Birşeyi umarsızca yapmak ne kadar Boş’muş gibi görünse de ne acı aslında, yaşadıktan ve bitirdikten sonra anlıyor insan.
Eline geldiğini çekip almak dolaptan ve uyumuna bakmaksızın çekip çıkmak, saçını taramaktan yoksun olmak ve bir tebessümü kendine fazla bulmak…
Gitmek için gitmek, kalmak için kalmak, oturmak için oturmak, kalkmak için kalkmak, uyumak için uyumak, doymak için doymak, yaşamak için yaşamak…
Yaşamak için yaşamak..
Ne anlamlı cümleymiş meğer.. başı ve sonu aynı olan, başlangıcıyla bitişi aynı, başı belli sonu belli der gibi, olduğun yerde sayar gibi sanki, ne bir adım ileri ne bir adım geri.
Yaşamak için yaşamak.
İleriye gözlerini kapamak, tıkamak kulaklarını her türlü sese, kalp gözünü körleştirmek ve görememek bir çift gözü ve bir çift göze çok görmek kendini.

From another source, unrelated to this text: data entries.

PR #451, opened 2023-10-03
Variables as an independent class

rwegener2:
## Goal
The ability to list the available variables and their h5 paths is a unique and powerful feature of icepyx. This PR aims to make that first-order functionality, instead of functionality that is only used internally. I think this will be a useful user feature, and I think it makes sense to make this change before adding the s3 url capability.

## How it was done

We anticipate that the most common use case is reading variables from a file. Alternately, all you need to produce an `.avail()` list of variables is a product and version. This information is used to ping an API, which returns the variables. 

When using `Variables()` the user is required to supply EITHER:
1. A local filepath (variables are read directly from the file)
4. the product

The version argument is optional. If it is not supplied the latest version is assumed. If both `path` and `product` is given an error is raised.

## How it can be tested (updated)
```python

# initializing with a filepath
v = Variables('data/ATL06/processed_ATL06_20190226005526_09100205_006_02.h5')
v.avail()

# initializing with a product only
v = Variables(product='ATL03')
v.avail()
print(v.version)  # returns '006'

# initializing with a product and version
v = Variables(product='ATL03', version='004')
v.avail()
print(v.version)  # returns '004'
```

And testing that Read and Query still work:
```python
from icepyx.core.read import Read
ds = Read('data/ATL06/processed_ATL06_20190226005526_09100205_006_02.h5')
ds.vars.append(beam_list=['gt1l'], var_list=['h_li', "latitude", "longitude"])
ds.load()
```

```python
from icepyx.core.query import Query
from icepyx.core.read import Read

# Create Query object
short_name = 'ATL06'
spatial_extent = [-55, 68, -48, 71]
date_range = ['2019-02-20','2019-02-28']
region = Query(short_name, spatial_extent, date_range)

# order and download granules
region.order_vars.append(beam_list=['gt1l'], var_list=['h_li', "latitude", "longitude"])
region.order_granules(Coverage=region.order_vars.wanted)
path = './download'
region.download_granules(path)

# open the files to see they have the required variables included (ex. sc_orient, atlas_sdp_gps_epoch)
reader = Read(path + '/processed_ATL06_20190222010344_08490205_006_02.h5')
reader.vars.append(beam_list=['gt1l'], var_list=['h_li', "latitude", "longitude"])
reader.load()
```

## Notes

Böyle bir şey gibi sanki..
Mevsimlerin nasıl geçtiğini anlamadan nefes almak.. yağmura kara toprağa doyamamak ve koklayamamak yağmur sonrası toprak kokusunu. Güneşin güzelliğini görememek kar varken yerlerde, her yer bembeyazken ayakların çıkardığı kar sesinin duyamamak ve sadece öne doğru bakmak sadece öne..
Yaşamak için yaşamak…
Bir kitaptan mahrum bırakmak kendini, bir filmin içine girmekten alı koymak, “kalabalık” dediğimiz şeye bir katkıda bulunduğunu hissedememek, güya kalabalıklar içinde yalnız kalmak..
Ne klasik kelime; kalabalıklar içinde yalnız kalmak..
Aslında kendi kendini yalnızlaştırmak, aslında kendine yalnızlaşmak ve kendine yabancılaşmak..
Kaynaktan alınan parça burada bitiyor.